Each of the big cloud platforms has its own methodology for passing on security information to logging and security platforms, leaving it to the vendors to find proprietary ways to translate that into a format that works for their tool. The Cloud Security Notification Framework (CSNF), a new working group that includes Microsoft, Google and IBM is trying to create a new open and standard way of delivering this information.

Nick Lippis, who is co-founder and co-chairman of ONUG, an open enterprise cloud community, which is the primary driver of CSNF, says that what they’ve created is part standard and part open source. “What we’ve been really focusing on is how do we automate governance on the cloud. And so security was the place that was ripe for that where we can actually provide some value right away for the community,” he said.

While they’ve pulled in some of the big cloud vendors, they’ve also got large companies who consume cloud services like FedEx, Pfizer and Goldman Sachs. Conspicuously missing from the group is AWS, the biggest player in the cloud infrastructure market by far. But Lippis says that he hopes, as the project matures, other companies including AWS will join.

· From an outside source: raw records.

PR #3402, opened 2026-06-10
fix(precompile-macros): reject duplicate args() option regardless of argument count

eric-ships:
[BOP-358](https://linear.app/coinbase/issue/BOP-358)

## Motivation

The `#[precompile]` attribute macro parser accepted duplicate `args` options when the first occurrence was empty (`args(), args()` or `args(), args(x: u8)`). Every other option (`id`, `storage`, `macro_path`, `install`) uses the `reject_duplicate` helper which keys off whether a value has been assigned. The `args` branch instead guarded with `!args.is_empty()`, which misses the case where the first `args()` parses zero arguments and leaves the vec empty. The second occurrence would then silently overwrite the first.

## What changed

- Introduced an `args_seen: bool` flag in `PrecompileConfig::parse` that is set on the first encounter of the `args` key, regardless of how many arguments it contains.
- The duplicate check now tests `args_seen` instead of `!args.is_empty()`, matching the presence-tracking pattern used for all other options.
- Added two regression tests: one for `args(), args()` and one for `args(), args(x: u8)`.

Wrapping `args` in an `Option<Vec<PrecompileArg>>` would also work and would unify the representation with the other fields, but it would require touching downstream code that reads `config.args` directly as a `Vec`. The `args_seen` flag achieves the same detection with the smallest diff and no caller changes.

### DIFF
--- a/crates/common/precompile-storage/src/hashmap.rs
+++ b/crates/common/precompile-storage/src/hashmap.rs
@@ -132,10 +132,8 @@ impl PrecompileStorageProvider for HashMapStorageProvider {
         }
         // EIP-2200 stipend guard — mirrors EvmPrecompileStorageProvider::sstore.
         // Only enforced when gas_remaining is explicitly set (opt-in for tests).
-        if let Some(remaining) = self.gas_remaining {
-            if remaining <= self.gas_params.call_stipend() {
-                return Err(BasePrecompileError::OutOfGas);
-            }
+        if self.gas_remaining.is_some_and(|r| r <= self.gas_params.call_stipend()) {
+            return Err(BasePrecompileError::OutOfGas);
         }
         let old = self.internals.get(&(address, key)).copied().unwrap_or(U256::ZERO);
         self.counter_sstore += 1;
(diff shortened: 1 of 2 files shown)


cb-heimdall:
<table>
<tr>
<th>Requirement</th>
<th>Status</th>
<th>More Info</th>
</tr>
<tr>
<td>Reviews</td>
<td>
🟡
<code>0/1</code>
</td>
<td>
<details>
<table>
<tr>
<td>
<details>
<table>
<tr>
<td>0</td>
</tr>
<tr>
<td>0</td>
</tr>
<tr>
<td>0</td>
</tr>
<tr>
<td>
</td>
<td>1</td>
</tr>
<tr>
<td>
<details>
<table>
<tr>
<td><strong>Max</strong></td>
<td><strong>0</strong></td>
</tr>
</table>
</details>
</td>
<td>0</td>
</tr>
<tr>
<td>
From <code>CODEOWNERS</code>
</td>
<td>0</td>
</tr>
<tr>
<td>Global minimum</td>
<td>0</td>
</tr>
<tr>
<td><strong>Max</strong></td>
<td>
<strong>
1
</strong>
</td>
</tr>
</table>
</details>
</td>
<td>1</td>
</tr>
<tr>
<td>0</td>
</tr>
<tr>
<td><strong>Sum</strong></td>
<td><strong>1</strong></td>
</tr>
</table>
</details>
</td>
</tr>
</table>

eric-ships:
Closing -- PR was opened against the wrong head branch. Reopening with the correct branch ericliu/bop-358-34-args-duplicate-fix.

PR #3417, opened 2026-06-10
fix(precompile-storage): route slot-derivation keccak256 through gas meter (BOP-348)

rayyan224:
## Summary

“There’s lots of security programs and industry programs that get out there and that people are asking them to join, and so some companies want to wait to see how well this pans out [before making a commitment to it],” Lippis said. His hope is, that over time, Amazon will come around and join the group, but in the meantime they are working to get to the point where everyone in the community will feel good about what they’re doing.

The idea is to start with security alerts and find a way to build a common format to give companies the same kind of system they have in the data center to track security alerts in the cloud. The way they hope to do that is with this open dialogue between the cloud vendors and the companies involved with the group.

“So the structure of that is that there’s a steering committee that is chaired by CISOs from these large cloud consumer brands, and also the cloud providers, and they provide voting and direction. And then there’s the working group where all the work is done. The beauty of what we do is that we have now consumers and also providers working together and collaborating,” he said.

Don Duet, a member of ONUG, who is CEO and co-founder of Concourse Labs, has been involved in the formation of the CSNF. He says to keep the project focused they are looking at this as a data management problem and they are establishing a common vocabulary for everyone to work within the group.

“How do you build a consensus on what are the types of terms that everybody can agree on and then you build the underlying basis so that the experts in your resource providers in this case, Cloud Service Providers, can bless how their data [connects] to those common standards,” Duet explained.

He says that particular problem is more of an organizational problem than a technical one, getting the various stakeholders together and just building consensus around this. At this point, they have that process in place and the next step is proving it by having the various companies involved in this test it out in the coming months.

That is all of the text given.